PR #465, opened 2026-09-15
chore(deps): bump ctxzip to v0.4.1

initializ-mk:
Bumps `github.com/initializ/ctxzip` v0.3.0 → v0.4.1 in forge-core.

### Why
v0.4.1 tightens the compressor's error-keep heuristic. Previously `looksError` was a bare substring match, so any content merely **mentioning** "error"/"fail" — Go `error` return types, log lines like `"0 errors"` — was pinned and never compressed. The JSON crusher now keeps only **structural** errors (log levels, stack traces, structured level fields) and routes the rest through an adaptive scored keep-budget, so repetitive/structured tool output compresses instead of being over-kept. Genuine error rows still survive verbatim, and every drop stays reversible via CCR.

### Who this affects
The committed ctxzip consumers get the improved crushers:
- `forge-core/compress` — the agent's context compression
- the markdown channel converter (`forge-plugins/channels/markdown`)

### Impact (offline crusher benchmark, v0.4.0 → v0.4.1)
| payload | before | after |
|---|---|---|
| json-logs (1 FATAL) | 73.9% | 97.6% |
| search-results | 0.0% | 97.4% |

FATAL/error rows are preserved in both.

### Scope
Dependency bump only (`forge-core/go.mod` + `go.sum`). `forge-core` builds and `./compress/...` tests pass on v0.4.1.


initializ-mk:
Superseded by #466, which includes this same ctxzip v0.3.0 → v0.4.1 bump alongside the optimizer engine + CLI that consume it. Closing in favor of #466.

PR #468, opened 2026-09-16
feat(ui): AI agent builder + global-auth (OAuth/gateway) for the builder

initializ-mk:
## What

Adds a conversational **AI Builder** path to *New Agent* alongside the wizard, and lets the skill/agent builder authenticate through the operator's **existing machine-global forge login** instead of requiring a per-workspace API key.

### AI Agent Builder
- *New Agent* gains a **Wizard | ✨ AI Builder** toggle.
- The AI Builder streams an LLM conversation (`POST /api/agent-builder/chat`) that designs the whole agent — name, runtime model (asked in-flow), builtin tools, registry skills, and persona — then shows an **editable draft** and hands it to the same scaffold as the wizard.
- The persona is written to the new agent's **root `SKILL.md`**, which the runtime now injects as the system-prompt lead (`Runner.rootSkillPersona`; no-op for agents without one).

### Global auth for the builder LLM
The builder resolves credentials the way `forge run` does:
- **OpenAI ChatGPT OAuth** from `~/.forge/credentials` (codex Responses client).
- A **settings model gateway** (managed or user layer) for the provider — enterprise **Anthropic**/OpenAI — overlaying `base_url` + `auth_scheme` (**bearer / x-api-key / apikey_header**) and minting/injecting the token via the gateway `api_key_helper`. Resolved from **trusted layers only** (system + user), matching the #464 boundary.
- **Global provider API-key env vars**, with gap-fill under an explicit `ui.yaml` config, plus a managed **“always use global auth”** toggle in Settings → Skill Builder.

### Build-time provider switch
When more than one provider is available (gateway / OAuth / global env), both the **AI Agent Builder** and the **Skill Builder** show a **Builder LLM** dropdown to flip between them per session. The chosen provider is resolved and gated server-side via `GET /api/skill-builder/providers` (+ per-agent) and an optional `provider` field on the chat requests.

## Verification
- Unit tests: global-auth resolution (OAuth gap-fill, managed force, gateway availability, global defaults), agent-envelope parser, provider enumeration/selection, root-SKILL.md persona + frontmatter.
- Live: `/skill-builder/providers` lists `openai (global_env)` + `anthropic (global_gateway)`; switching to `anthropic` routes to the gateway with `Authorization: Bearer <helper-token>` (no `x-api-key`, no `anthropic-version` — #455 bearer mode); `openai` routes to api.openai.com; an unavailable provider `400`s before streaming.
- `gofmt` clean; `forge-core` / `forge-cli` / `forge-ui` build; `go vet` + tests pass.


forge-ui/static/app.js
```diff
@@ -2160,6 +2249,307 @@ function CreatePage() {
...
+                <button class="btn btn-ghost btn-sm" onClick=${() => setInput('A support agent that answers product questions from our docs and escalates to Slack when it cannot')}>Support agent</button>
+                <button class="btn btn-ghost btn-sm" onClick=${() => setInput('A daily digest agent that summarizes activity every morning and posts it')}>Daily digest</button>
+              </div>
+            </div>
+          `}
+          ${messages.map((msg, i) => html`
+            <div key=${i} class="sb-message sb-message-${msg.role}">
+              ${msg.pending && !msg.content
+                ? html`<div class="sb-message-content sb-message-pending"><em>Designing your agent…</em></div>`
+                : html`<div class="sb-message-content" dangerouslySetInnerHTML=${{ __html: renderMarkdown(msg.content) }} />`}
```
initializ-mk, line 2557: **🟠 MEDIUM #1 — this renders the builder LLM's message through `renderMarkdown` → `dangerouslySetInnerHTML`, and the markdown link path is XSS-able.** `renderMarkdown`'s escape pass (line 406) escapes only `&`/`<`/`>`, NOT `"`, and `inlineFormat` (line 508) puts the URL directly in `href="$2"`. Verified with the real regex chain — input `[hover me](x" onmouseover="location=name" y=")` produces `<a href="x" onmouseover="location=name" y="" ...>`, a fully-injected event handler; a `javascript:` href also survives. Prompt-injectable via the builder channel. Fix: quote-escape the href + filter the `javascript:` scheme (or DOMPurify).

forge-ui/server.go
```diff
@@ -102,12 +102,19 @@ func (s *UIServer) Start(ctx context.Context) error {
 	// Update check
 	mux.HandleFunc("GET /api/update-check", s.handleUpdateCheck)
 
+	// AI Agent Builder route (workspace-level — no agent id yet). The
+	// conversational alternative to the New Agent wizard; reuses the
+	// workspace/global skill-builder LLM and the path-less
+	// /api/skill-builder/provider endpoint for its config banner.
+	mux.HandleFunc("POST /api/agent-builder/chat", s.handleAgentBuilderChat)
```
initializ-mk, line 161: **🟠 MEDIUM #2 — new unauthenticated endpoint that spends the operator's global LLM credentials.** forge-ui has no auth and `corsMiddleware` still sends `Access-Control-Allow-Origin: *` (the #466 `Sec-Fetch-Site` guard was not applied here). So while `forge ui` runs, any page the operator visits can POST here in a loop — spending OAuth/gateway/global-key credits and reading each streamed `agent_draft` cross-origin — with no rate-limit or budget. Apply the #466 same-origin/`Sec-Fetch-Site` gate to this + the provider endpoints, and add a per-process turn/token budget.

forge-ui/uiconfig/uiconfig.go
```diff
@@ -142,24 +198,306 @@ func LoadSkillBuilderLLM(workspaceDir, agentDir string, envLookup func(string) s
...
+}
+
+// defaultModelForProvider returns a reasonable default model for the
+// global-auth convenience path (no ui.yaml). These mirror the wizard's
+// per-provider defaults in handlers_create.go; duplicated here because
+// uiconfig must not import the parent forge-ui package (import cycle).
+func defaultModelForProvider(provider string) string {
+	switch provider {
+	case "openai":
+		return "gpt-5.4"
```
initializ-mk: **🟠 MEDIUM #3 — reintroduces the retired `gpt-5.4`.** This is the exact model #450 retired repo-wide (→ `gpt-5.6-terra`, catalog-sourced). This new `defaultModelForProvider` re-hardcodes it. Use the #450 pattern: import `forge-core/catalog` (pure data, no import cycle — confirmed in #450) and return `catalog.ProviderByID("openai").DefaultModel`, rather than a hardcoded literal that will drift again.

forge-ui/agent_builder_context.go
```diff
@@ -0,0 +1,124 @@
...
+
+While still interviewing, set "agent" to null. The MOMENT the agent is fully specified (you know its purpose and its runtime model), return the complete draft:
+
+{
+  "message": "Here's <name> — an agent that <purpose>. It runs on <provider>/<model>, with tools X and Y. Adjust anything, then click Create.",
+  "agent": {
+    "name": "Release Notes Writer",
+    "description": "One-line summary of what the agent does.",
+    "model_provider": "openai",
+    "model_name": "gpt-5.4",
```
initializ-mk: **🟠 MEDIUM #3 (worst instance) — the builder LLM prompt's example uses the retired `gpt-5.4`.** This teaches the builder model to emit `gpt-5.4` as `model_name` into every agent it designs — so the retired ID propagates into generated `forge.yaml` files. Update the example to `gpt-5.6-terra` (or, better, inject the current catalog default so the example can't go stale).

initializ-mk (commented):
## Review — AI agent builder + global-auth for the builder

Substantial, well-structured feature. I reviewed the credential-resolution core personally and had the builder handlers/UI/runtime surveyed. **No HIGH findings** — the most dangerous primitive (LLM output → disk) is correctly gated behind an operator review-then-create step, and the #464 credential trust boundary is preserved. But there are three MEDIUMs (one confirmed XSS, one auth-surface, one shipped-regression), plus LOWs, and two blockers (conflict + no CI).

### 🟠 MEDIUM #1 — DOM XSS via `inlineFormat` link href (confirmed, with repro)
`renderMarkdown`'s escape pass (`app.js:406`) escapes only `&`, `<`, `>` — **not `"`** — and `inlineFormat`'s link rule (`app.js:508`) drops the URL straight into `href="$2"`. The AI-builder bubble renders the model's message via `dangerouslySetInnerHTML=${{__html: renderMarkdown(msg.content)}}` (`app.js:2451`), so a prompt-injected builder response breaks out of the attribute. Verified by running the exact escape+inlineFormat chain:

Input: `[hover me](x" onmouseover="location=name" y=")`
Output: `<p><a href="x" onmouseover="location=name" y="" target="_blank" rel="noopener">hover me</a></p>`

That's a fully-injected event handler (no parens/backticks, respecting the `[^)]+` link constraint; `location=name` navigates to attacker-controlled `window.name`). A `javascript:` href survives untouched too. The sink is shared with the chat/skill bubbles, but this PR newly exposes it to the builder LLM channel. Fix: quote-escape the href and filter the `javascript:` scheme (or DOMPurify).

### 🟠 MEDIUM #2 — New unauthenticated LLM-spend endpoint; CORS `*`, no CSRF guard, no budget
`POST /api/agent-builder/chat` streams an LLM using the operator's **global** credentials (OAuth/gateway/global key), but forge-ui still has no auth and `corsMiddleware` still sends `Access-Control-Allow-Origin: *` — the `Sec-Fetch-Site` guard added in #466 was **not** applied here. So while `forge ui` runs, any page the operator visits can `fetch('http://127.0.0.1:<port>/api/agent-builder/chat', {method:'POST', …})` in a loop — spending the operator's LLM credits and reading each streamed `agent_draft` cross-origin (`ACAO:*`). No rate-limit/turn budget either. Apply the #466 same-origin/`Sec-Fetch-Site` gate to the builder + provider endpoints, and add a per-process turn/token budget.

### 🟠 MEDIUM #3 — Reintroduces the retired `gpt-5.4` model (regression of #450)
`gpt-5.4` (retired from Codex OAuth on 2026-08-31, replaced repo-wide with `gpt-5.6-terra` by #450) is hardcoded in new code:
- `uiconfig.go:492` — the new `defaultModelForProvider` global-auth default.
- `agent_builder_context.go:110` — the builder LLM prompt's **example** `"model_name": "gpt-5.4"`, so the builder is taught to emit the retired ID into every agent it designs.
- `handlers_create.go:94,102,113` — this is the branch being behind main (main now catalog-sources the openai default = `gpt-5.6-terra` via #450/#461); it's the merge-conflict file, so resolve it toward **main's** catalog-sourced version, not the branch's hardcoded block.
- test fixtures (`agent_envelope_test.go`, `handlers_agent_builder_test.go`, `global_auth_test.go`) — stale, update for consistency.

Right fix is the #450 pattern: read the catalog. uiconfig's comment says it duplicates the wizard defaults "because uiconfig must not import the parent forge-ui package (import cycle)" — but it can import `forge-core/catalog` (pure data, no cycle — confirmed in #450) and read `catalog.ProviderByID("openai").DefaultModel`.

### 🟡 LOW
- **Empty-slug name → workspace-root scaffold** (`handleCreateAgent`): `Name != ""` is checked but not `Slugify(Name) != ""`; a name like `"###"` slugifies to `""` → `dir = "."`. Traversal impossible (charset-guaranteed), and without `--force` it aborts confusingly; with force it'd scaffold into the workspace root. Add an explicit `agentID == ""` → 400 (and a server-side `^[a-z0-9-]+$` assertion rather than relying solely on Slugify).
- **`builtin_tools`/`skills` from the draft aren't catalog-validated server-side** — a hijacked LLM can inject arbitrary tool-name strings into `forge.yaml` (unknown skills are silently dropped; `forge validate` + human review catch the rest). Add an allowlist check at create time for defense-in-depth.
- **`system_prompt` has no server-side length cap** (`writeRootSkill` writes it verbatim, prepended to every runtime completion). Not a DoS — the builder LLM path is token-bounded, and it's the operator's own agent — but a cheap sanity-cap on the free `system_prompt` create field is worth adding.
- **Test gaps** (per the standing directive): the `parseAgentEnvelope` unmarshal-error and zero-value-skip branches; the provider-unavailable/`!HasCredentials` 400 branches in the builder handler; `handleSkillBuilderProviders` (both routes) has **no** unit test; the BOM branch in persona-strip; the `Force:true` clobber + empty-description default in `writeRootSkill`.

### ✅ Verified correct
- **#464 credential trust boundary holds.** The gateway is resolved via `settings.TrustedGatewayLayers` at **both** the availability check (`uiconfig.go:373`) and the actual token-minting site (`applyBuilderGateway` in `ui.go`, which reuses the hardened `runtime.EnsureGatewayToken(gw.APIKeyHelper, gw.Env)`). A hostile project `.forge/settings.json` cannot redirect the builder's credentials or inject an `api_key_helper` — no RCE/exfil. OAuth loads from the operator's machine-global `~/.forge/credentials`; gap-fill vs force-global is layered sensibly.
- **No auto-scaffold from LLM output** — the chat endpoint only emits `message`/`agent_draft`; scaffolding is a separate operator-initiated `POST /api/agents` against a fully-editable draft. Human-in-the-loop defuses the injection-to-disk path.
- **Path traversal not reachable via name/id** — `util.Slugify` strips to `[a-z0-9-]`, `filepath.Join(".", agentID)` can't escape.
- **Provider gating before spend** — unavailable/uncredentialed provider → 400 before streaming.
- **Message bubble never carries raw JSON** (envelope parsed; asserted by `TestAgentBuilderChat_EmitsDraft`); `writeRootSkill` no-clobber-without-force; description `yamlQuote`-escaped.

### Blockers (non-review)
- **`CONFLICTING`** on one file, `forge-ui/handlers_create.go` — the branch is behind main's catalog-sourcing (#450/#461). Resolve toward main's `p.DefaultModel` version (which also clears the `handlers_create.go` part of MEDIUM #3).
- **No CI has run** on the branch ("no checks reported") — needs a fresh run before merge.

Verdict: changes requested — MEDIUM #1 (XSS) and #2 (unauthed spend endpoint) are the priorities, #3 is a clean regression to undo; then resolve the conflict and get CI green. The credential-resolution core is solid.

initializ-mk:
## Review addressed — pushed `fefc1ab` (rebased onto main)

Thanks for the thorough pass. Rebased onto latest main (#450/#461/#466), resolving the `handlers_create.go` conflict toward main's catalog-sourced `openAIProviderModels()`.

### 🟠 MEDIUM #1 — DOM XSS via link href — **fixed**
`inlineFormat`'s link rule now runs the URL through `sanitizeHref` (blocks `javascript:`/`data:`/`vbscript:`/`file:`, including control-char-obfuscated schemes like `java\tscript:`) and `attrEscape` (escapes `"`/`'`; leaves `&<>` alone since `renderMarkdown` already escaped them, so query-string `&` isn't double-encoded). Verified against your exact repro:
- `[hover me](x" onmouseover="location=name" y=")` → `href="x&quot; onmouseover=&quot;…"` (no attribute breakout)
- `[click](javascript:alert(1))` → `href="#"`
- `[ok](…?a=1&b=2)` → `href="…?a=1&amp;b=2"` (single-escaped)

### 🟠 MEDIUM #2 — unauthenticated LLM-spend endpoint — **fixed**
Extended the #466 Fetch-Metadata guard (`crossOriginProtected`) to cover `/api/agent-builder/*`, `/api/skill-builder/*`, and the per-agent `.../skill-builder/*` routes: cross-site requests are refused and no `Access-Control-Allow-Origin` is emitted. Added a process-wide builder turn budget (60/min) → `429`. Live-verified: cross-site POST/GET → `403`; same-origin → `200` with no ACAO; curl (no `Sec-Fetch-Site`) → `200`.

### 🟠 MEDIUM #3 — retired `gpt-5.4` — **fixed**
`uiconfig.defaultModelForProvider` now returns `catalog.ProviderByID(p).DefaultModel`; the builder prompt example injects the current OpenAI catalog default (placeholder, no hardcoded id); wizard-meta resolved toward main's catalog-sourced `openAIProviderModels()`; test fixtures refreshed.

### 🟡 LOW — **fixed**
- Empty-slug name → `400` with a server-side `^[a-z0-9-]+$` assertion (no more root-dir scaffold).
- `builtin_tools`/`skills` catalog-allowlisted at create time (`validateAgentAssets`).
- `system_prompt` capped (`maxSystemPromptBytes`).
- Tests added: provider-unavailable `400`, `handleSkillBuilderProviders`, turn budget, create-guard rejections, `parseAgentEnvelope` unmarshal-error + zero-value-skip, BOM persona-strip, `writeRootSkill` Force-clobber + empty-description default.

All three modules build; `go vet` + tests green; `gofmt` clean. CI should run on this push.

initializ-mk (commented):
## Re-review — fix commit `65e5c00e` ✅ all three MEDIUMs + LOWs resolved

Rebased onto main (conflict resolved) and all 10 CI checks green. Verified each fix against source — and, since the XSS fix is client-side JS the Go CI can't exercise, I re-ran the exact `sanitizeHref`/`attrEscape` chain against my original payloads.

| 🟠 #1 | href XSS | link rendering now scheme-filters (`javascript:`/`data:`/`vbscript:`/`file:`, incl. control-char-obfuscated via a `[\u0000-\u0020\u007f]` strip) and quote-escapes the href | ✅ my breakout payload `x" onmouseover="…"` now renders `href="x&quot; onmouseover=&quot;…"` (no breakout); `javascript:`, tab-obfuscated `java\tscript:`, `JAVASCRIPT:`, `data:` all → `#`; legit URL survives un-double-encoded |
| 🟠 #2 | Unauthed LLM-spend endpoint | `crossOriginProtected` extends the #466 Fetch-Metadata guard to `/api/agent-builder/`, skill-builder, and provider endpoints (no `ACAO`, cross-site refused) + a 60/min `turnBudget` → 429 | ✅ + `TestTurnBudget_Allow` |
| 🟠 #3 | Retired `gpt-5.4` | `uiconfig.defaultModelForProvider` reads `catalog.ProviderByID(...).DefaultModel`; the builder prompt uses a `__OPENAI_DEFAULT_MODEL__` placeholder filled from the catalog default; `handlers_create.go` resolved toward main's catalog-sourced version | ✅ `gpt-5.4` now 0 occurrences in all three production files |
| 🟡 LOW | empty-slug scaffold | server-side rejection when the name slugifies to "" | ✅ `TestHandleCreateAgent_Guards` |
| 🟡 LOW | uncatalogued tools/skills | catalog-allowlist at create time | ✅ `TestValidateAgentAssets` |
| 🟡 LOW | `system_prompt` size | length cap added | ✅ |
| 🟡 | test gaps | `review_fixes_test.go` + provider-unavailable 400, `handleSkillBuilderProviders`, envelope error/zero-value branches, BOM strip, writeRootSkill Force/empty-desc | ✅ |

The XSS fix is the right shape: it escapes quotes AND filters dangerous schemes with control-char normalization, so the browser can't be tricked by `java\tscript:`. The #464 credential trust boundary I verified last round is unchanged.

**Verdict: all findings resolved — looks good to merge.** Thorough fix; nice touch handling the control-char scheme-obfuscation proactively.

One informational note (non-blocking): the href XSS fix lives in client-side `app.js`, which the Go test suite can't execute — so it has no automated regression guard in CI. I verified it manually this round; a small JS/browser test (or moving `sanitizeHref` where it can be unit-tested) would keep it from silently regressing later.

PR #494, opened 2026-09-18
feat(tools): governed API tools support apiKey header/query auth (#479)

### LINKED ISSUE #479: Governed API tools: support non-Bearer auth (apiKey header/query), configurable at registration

——————

(Requirement) Lines from the one holding "added | ✅ |" through the last line of the material are to be repeated exactly; no other lines belong in the answer.

(Answer to this exercise)
| 🟡 LOW | `system_prompt` size | length cap added | ✅ |
| 🟡 | test gaps | `review_fixes_test.go` + provider-unavailable 400, `handleSkillBuilderProviders`, envelope error/zero-value branches, BOM strip, writeRootSkill Force/empty-desc | ✅ |

The XSS fix is the right shape: it escapes quotes AND filters dangerous schemes with control-char normalization, so the browser can't be tricked by `java\tscript:`. The #464 credential trust boundary I verified last round is unchanged.

**Verdict: all findings resolved — looks good to merge.** Thorough fix; nice touch handling the control-char scheme-obfuscation proactively.

One informational note (non-blocking): the href XSS fix lives in client-side `app.js`, which the Go test suite can't execute — so it has no automated regression guard in CI. I verified it manually this round; a small JS/browser test (or moving `sanitizeHref` where it can be unit-tested) would keep it from silently regressing later.

PR #494, opened 2026-09-18
feat(tools): governed API tools support apiKey header/query auth (#479)

### LINKED ISSUE #479: Governed API tools: support non-Bearer auth (apiKey header/query), configurable at registration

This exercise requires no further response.